* [What is needed] Write out exactly the lines from the one containing "nicolo-ribaudo, line 64: This" through the last line of the records below, including both.

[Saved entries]
PR #11384, opened 2020-04-06
Output minimal strings by default

jridgewell:
| Fixed Issues?            | 
| Patch: Bug Fix?          |
| Minor: New Feature?      |
| Documentation PR Link    | 
| Any Dependency Changes?  |

This changes our behavior from always outputting ASCII-safe strings to outputting Unicode. It's smaller, supported since at least ES5, and maybe foreign language programmers will be less surprised with the output.

Maybe we want to add a simple `ascii` option to toggle the behavior back?


packages/babel-generator/src/index.js
```diff
@@ -56,11 +55,16 @@ function normalizeOptions(code, opts): Format {
     jsescOption: {
       quotes: "double",
       wrap: true,
+      minimal: true,
       ...opts.jsescOption,
     },
     recordAndTupleSyntaxType: opts.recordAndTupleSyntaxType,
   };
 
+  if (format.jsonCompatibleStrings) {
```
JLHwung, line 64:
```suggestion
  if (opts.jsonCompatibleStrings) {
```

nicolo-ribaudo:
Ref: https://github.com/babel/babel/issues/247

packages/babel-generator/src/index.js
jridgewell: Lol. I went back and forth with just doing this inline in the options, forget to fix this.

jridgewell:
I think there's a bit of compatibility risk for lone surrogates, which aren't transformed into `\uHHHH` format. We could fix this, so we're always serving valid utf-8.

> it seems that it was done not for compatibility with old engines but for non-utf8 encodings. Is it safe to output non-ASCII characters by default?

In strings, yes. The risk is that users will have improperly setup servers (not serving with `Content-Type: text/javascript; charset=utf-8` header). In which case, just fix your server.

Also, we still retain the ability to output ASCII only, you just need to configure it. The default should probably match what the user typed. And for foreign language programmers, they're probably typing stings containing non-ASCII chars. Being able to actually read the output is probably going to much nicer trying to understand whatever `"\u1234"` means.

mathiasbynens:
Yep, @jridgewell nailed it. Note that folks who cannot alter their server configuration to add `charset=utf-8` to the `Content-Type` header can instead use `<script charset=utf-8 src=...>`. The nice thing about shipping ASCII-only code is that you don't need to do any of these, but that's mostly nice for frameworks/libraries, i.e. code that you'd expect people to copy. For your own apps, you tend to have control over either the HTML or the server configuration.

mathiasbynens:
I think what you really want is to output non-ASCII symbols as-is unless they're lone surrogates or unless they're whitespace or non-printable.

jridgewell:
> output non-ASCII symbols as-is unless they're lone surrogates or unless they're whitespace or non-printable.

Is there a `jsesc` setting for this?

packages/babel-generator/src/generators/types.js
```diff
@@ -1,6 +1,8 @@
 import * as t from "@babel/types";
 import jsesc from "jsesc";
 
+const surrogates = /[\uD800-\uDBFF][\uDC00-\uDFFF]|([\uD800-\uDBFF]|[\uDC00-\uDFFF])/g;
```
JLHwung, line 4:
```suggestion
const surrogates = /([\uD800-\uDFFF])/gu;
```
given that it is ES2015 and should be supported by Node.js 6.

jridgewell: Cool, done!

packages/babel-generator/src/index.js
```diff
@@ -56,11 +55,16 @@ function normalizeOptions(code, opts): Format {
     jsescOption: {
       quotes: "double",
       wrap: true,
+      minimal: true,
```
JLHwung, line 58: Note that sometimes user may prefer to preserve the escaped form, especially for the space characters. i.e.
```
"\u{00a0}" // NBSP 
"\u{2005}" // 1/4 em
```
and
https://github.com/angular/angular/blob/9e70bcb34f91d439f5203dc22a44f323d02c4648/packages/compiler/src/ml_parser/html_whitespaces.ts#L19

I suggest we plug in the `minimal` option only when there is no escape sequence inside.

nicolo-ribaudo: I think that it would be better to implement this in `jsesc` (https://github.com/babel/babel/pull/11384#issuecomment-610014446), since it would also benefit non-Babel users.

jridgewell: We're only able to detect what the user actually typed via the `raw` value, which is handled before printing the cooked value. If we only have the cooked value, we can only guess what the user intended.

JLHwung: For the whitespaces, I think we can add them to the whitelist of the [`minimal` option](https://github.com/mathiasbynens/jsesc#minimal).

Since it changes the default print behaviour, I consider this as a breaking change.

jridgewell: The `raw` value already captures this appropriately, though. We only run the cooked value through `jsesc` when there's not a raw value. At that point, we have no idea what the user actually wrote in the source file.

mathiasbynens: Indeed. I do think we want to always escape things like NBSP though.

Maybe we should special-case all non-ASCII entries in `require('unicode-13.0.0/General_Category/Space_Separator/symbols.js');` in jsesc’s `minimal` option.

mathiasbynens:
`jsesc@3.0.0` now escapes lone surrogates even when `minimal: true` thanks to @jridgewell!

packages/babel-generator/src/index.js
jridgewell:
```
[ '0x20',
  '0xa0',
  '0x1680',
  '0x2000',
  '0x2001',
  '0x2002',
  '0x2003',
  '0x2004',
  '0x2005',
  '0x2006',
  '0x2007',
  '0x2008',
  '0x2009',
  '0x200a',
  '0x202f',
  '0x205f',
  '0x3000' ]
```

I think we should continue to print regular space. I could understand escaping the rest, though. @mathiasbynens, are you open to doing that in jsesc?

mathiasbynens: Agreed we wouldn't want to escape any ASCII spaces. We should take non-ASCII entries only.

Definitely open to a patch that does this in jsesc's `minimal` option. We could use [`src/data.js`](https://github.com/mathiasbynens/jsesc/blob/master/src/data.js) to export a list of special-cased symbols, based on reading `require('unicode-13.0.0/General_Category/Space_Separator/symbols.js');` (or `/code-points.js`) and filtering out all ASCII entries.

jridgewell: Updated to v3.0.1, which now escapes non-ASCII whitespace.

jridgewell:
>  AFAIK the non-minimal (defaults in babel v7) behaviour is unchanged between 2 and 3, isn't it?

Yes. But it might just be easier to land everything on next-8-dev. If we were to upgrade the v3 and a user were using `minimal`, they would get changed behavior.

packages/babel-generator/src/generators/types.js
JLHwung, line 4: nit: Since we are targeting to Node.js 10 from Babel 8, it suffices to use `/\p{Surrogate}/gu`.

jridgewell: Ugh, I force pushed the wrong commit. This should be gone now, since jsesc does everything needed.

packages/babel-generator/src/index.js
```diff
@@ -55,11 +55,16 @@ function normalizeOptions(code, opts): Format {
...
       ...opts.jsescOption,
     },
     recordAndTupleSyntaxType: opts.recordAndTupleSyntaxType,
   };
 
+  if (opts.jsonCompatibleStrings) {
```
nicolo-ribaudo, line 64: This option has been removed: https://github.com/babel/babel/pull/9958

PR #11395, opened 2020-04-09
chore: update stage preset in babel-standalone

JLHwung:
| Fixed Issues?            | Unblocks https://github.com/babel/website/issues/2224
| Patch: Bug Fix?          | I think we can ship it in patch release, if not I am okay with minor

* [Result]
nicolo-ribaudo, line 64: This option has been removed: https://github.com/babel/babel/pull/9958

PR #11395, opened 2020-04-09
chore: update stage preset in babel-standalone

JLHwung:
| Fixed Issues?            | Unblocks https://github.com/babel/website/issues/2224
| Patch: Bug Fix?          | I think we can ship it in patch release, if not I am okay with minor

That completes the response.